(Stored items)
PR #489, opened 2016-08-04
creating cleanup playbook and cleaning up shared dir

calellowitz:
@benrudolph cc: @snopoke 
This cleans up after the shared directory move that happened a week ago. It unmounts the old shared directory from machines that used to have it, removes it from the list of mountable drives on db0 and deletes the directory.
In theory, the cleanup playbook can be added upon in the future to cleanup after other tasks that change state in ways that have side effects, such as changing drive locations, removing old volumes, etc.


benrudolph:
any reason you decided not to make a cleanup role for this? isn't one advantage of having a separate playbook/tasks for cleanup is that we can remove that code from cluttering our main roles?

benrudolph:
👍 on the logic though

calellowitz:
The idea was that the separate playbook `deploy_cleanup` kept it out of our main playbooks, and it was in its own playbook in `shared_dir`, not `main.yml`, but it is still code relating to the shared directory so it made sense to be in the same place. Im not attached to that idea at all if you think it makes more sense to have it totally separate, i can make an entirely new cleanup role.

benrudolph:
ok sounds good, there are pros and cons to both. in the current setup we can reuse variables that have been declared in that role which is nice. i think it's possible in the future we may find it nice to have all cleanup in one area, but don't feel too strongly about it now. happy to merge this and see how it grows as we need it more

PR #492, opened 2016-08-08
fixing cas cert ref

calellowitz:
@snopoke 
I think this was just an oversight when certs were pulled out of ansible vault, but it was breaking `deploy_proxy`


snopoke:
Thanks

PR #493, opened 2016-08-08
Add softlayer HQ_PRIVATE_KEY

emord:
http://manage.dimagi.com/default.asp?234436#1198429

@gcapalbo should we wait for @ctsims on this one?

cc @czue


gcapalbo:
(probably fine to wait for confirmation in the ticket)

PR #494, opened 2016-08-08
Fix git hook

emord:
@benrudolph this should fix the git hook

cc @czue

### DIFF
--- a/git-hooks/pre-commit.sh
+++ b/git-hooks/pre-commit.sh
@@ -16,7 +16,7 @@ cr='
 '
 for f in $(git diff --cached --name-only | grep -E $FILES_PATTERN)
 do
-  MATCH=`grep --invert-match --no-messages $REQUIRED $f | head -n1`
+  MATCH=`grep -L $REQUIRED $f | head -n 1`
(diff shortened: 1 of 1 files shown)


git-hooks/pre-commit.sh
```diff
@@ -16,7 +16,7 @@ cr='
 '
 for f in $(git diff --cached --name-only | grep -E $FILES_PATTERN)
 do
-  MATCH=`grep --invert-match --no-messages $REQUIRED $f | head -n1`
+  MATCH=`grep -L $REQUIRED $f | head -n 1`
```
emord:
```
       -L, --files-without-match
              Suppress normal output; instead print the name of each input file from which no output would normally have been printed.  The scanning will stop on the first match.
```

emord: So I think that this looks for the required text `ANSIBLE_VAULT` in the file `$f` and if it isn't found in a file then it prints the file's name.

Previously it was returning file lines, so it was returning every line except for the first one of the vault file

benrudolph:
👍 thanks

PR #497, opened 2016-08-11
De-authorize ansible public key

millerdev:
@dannyroberts @snopoke cc @esoergel @NoahCarnahan

### DIFF
--- a/ansible/vars/production/production_public.yml
+++ b/ansible/vars/production/production_public.yml
@@ -35,7 +35,6 @@ primary_ssl_env: "production"
 dev_group: 'dimagidev'
 dev_users:
   present:
-    - ansible
     - biyeun
     - brudolph
     - cellowitz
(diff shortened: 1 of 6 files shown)


ansible/vars/production/production_public.yml
```diff
@@ -35,7 +35,6 @@ primary_ssl_env: "production"
 dev_group: 'dimagidev'
 dev_users:
   present:
-    - ansible
```
millerdev: Would be nice to move `dev_group` and `dev_users` into a single vars file so they don't have to be duplicated on each environment. I didn't look closely, but guessing they're all the same.

snopoke: They are all the same so we could do it. It would mean you'd have to add an extra command line arg with that vars file.

dannyroberts:
👍

ansible/vars/production/production_public.yml
millerdev: What do you think about putting it in `group_vars/all.yml`? Looks like [`dev_group` is already in there](https://github.com/dimagi/commcarehq-ansible/blob/30a9104cffbfc3d7a8de9858485742b57f5298ec/ansible/group_vars/all.yml#L22).

snopoke: Makes sense

millerdev: https://github.com/dimagi/commcarehq-ansible/pull/500

PR #498, opened 2016-08-12
bump kafka log retention to 4 weeks

czue:
@benrudolph @snopoke I think this is safer than the current 1 week


czue:
i double checked the current disk usage on prod and it doesn't look like it will be a major issue

snopoke:
👍

benrudolph:
nice agree this is safer

czue:
(just rolled this out to prod and india)

PR #499, opened 2016-08-12
Ce/pg dump

calellowitz:
The old cron job wasnt being run, which i think had to with `/etc/crontab` not being reloaded but im not sure. This cron method works, and is the same as we use for the purging of the cache files on the shared drive. I also cut down how long we keep the weekly backups to free up some space.
@czue @snopoke

### DIFF
--- a/ansible/roles/pg_standby/templates/create_postgres_dump.sh.j2
+++ b/ansible/roles/pg_standby/templates/create_postgres_dump.sh.j2
@@ -3,7 +3,10 @@ BACKUP_TYPE=$1
 DAYS_TO_RETAIN_BACKUPS=$2
 
 TODAY=$(date +"%Y_%m_%d")
-pg_basebackup -D "{{ postgresql_backup_dir }}/postgres_${BACKUP_TYPE}_${TODAY}" -Ft -Xs -z
+DIRECTORY="{{ postgresql_backup_dir }}/postgres_${BACKUP_TYPE}_${TODAY}"
+pg_basebackup -D $DIRECTORY -Xs
+tar -cjf "${DIRECTORY}.tar.bz" $DIRECTORY
+rm -rf $DIRECTORY
 
 # Remove old backups of this backup type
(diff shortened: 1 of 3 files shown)


ansible/roles/postgresql/templates/postgresql.conf.j2
```diff
@@ -191,13 +191,14 @@ vacuum_cost_delay = 20ms        # 0-100 milliseconds
...
-wal_level = hot_standby
 archive_mode = on
 archive_command = 'rsync -a %p postgres@{{ hot_standby_server }}:{{ archive_dir }}/%f'   # archive directory lives on first standby machine specified in the inventory file
 
-max_wal_senders = 3
 {% endif %}
 
+wal_level = hot_standby
+max_wal_senders = 3
+
```
calellowitz: This allows us to use the same backup scripts on clusters that have a standby and ones that don't, and according to postgres docs, raising the `wal_level` should not have an impact on performance.

ansible/roles/pg_standby/templates/create_postgres_dump.sh.j2
```diff
@@ -3,7 +3,10 @@ BACKUP_TYPE=$1
 DAYS_TO_RETAIN_BACKUPS=$2
 
 TODAY=$(date +"%Y_%m_%d")
-pg_basebackup -D "{{ postgresql_backup_dir }}/postgres_${BACKUP_TYPE}_${TODAY}" -Ft -Xs -z
+DIRECTORY="{{ postgresql_backup_dir }}/postgres_${BACKUP_TYPE}_${TODAY}"
+pg_basebackup -D $DIRECTORY -Xs
+tar -cjf "${DIRECTORY}.tar.bz" -C "${DIRECTORY}" .
+rm -rf $DIRECTORY
```
calellowitz: The backup process now does a filesystem level dump that is then compressed, and the original dump is removed. This does mean we always need as much free space as the size of the db, but the db would have to more than double its current size before this starts to become a problem. I switched from gzip to bzip2 because it gives a higher compression ratio and while it is slower, the speed seemed less important.

PR #547, opened 2016-10-13
Add Pathfinder LAD server

sheelio:
This adds the entry for Pathfinder LAD motech server

@NoahCarnahan @emord @snopoke


emord:
curious, what does pi stand for? (would have expected pf)

sheelio:
Ah - they prefer the initials PI (for Pathfinder International).

PR #551, opened 2016-10-14
adding restore command for pg s3 backups

calellowitz:
@snopoke @czue @benrudolph 
This provides scripts to allow 1 command for restoring postgres from a backup stored in s3.

### DIFF
--- a/ansible/roles/pg_standby/templates/restore_from_backup.sh.j2
+++ b/ansible/roles/pg_standby/templates/restore_from_backup.sh.j2
@@ -1,0 +1,28 @@
+#!/bin/bash
+BACKUP=$1
+
+read -p 'Are you sure you want to restore postgres to a past state [y/N]: ' -r confirm
+if [ $confirm != 'y' ]; then
+    exit 1
+fi
+read -p 'This will delete the current db. Are you SURE you are sure [y/N]: ' -r confirm2
+if [ $confirm2 != 'y' ]; then
+    exit 1
+fi
+
+echo 'retrieving backup from amazon'
+/root/retrieve_backup.py "${BACKUP}" &&
+
+echo 'extracting backup' &&
+tar -xjf "${BACKUP}" -C "{{ postgresql_backup_dir }}" &&
+
+echo 'stopping postgresql' &&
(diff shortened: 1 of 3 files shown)


ansible/roles/pg_standby/templates/restore_from_backup.sh.j2
```diff
@@ -0,0 +1,28 @@
+#!/bin/bash
+BACKUP=$1
+
+read -p 'Are you sure you want to restore postgres to a past state [y/N]: ' -r confirm
+if [ $confirm != 'y' ]; then
+    exit 1
+fi
+read -p 'This will delete the current db. Are you SURE you are sure [y/N]: ' -r confirm2
```
benrudolph: 😨

benrudolph: i hope to never have to run this command

ansible/roles/pg_standby/templates/restore_from_backup.sh.j2
```diff
@@ -0,0 +1,28 @@
...
+/root/retrieve_backup.py "${BACKUP}" &&
+
+echo 'extracting backup' &&
+tar -xjf "${BACKUP}" -C "{{ postgresql_backup_dir }}" &&
+
+echo 'stopping postgresql' &&
+/etc/init.d/postgresql stop &&
+
+echo 'restoring from backup' &&
+rsync -avz --delete "{{ postgresql_backup_dir }}/${BACKUP}/" "{{ postgresql_home }}" &&
```
snopoke: I'd another confirmation here before we actually go ahead (to be paranoid)

ansible/roles/pg_standby/templates/restore_from_backup.sh.j2
calellowitz: Yeah, it sounds scary on purpose but realistically the most probable scenario for running this command is on a new machine if the main db (and standby for prod) is hosed. I dont really see this being run on a machine with existing data, because those machines have backups already on the machine.

PR #552, opened 2016-10-17
restart datadog agent after pulling git changes

snopoke:
@emord 

buddy @sravfeyn

### DIFF
--- a/ansible/roles/datadog/tasks/main.yml
+++ b/ansible/roles/datadog/tasks/main.yml
@@ -38,5 +38,6 @@
     accept_hostkey: yes
     update: yes
   sudo_user: "{{ cchq_user }}"
+  notify: restart datadog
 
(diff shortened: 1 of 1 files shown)


ansible/roles/datadog/tasks/main.yml
```diff
@@ -38,5 +38,6 @@
     accept_hostkey: yes
     update: yes
   sudo_user: "{{ cchq_user }}"
+  notify: restart datadog
```
emord: Does this always restart datadog, or only restarts it when there are new commits pulled?

snopoke: It should only do it if there are new changes that get pulled (though the docs don't mention anything about it examining the source confirms). Also not a huge issue to restart the datadog agent.

PR #555, opened 2016-10-18
cchq owns java

benrudolph:
@dannyroberts @wpride this changes the owner of the java installations to cchq instead of root. this is necessary for monitoring the formplayer application. the formplayer service is run by cchq, but in order to access JMX it needs to read a couple files within the java directory. if you don't know what jmx is (i didn't), it's the recommended way to implement monitoring in java applications. i'm still new to the technology and wrapping my head around it, but it's built into java, which is why the files are located in the java directory. from the docs:

> The JMX specification defines an architecture, the design patterns, the APIs, and the services for application and network management and monitoring in the Java programming language.

> Using JMX technology, a given resource is instrumented by one or more Java objects known as Managed Beans, or MBeans. These MBeans are registered in a core managed object server, known as an MBean server, that acts as a management agent and can run on most devices enabled for the Java programming language.

it's mostly managed by the java framework we're using for formplayer and there's almost no additional code we need to write at this time. see this other PR as well: https://github.com/dimagi/commcare-hq-deploy/pull/134

### DIFF
--- a/ansible/requirements.txt
+++ b/ansible/requirements.txt
@@ -2,4 +2,4 @@ ansible==1.9.6
 netaddr
 dnspython
 passlib
-cryptography
+cryptography==1.4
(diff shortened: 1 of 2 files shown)


dannyroberts:
Restarted the build. It ended on an error message that was something like "I'm sorry but this version only supports 100 groups". (I ought to have copied it before restarting.)

benrudolph:
build failure most likely due to the fact that we don't version our crypto library: https://github.com/dimagi/commcarehq-ansible/blob/master/ansible/requirements.txt#L5

benrudolph:
✅ froze crypto package at the one thta was installed on the production ansible machine

dannyroberts:
Excellent work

Task item
Wherever a line in the entries above holds "future", copy that line.

Reply to the task
In theory, the cleanup playbook can be added upon in the future to cleanup after other tasks that change state in ways that have side effects, such as changing drive locations, removing old volumes, etc.
ok sounds good, there are pros and cons to both. in the current setup we can reuse variables that have been declared in that role which is nice. i think it's possible in the future we may find it nice to have all cleanup in one area, but don't feel too strongly about it now. happy to merge this and see how it grows as we need it more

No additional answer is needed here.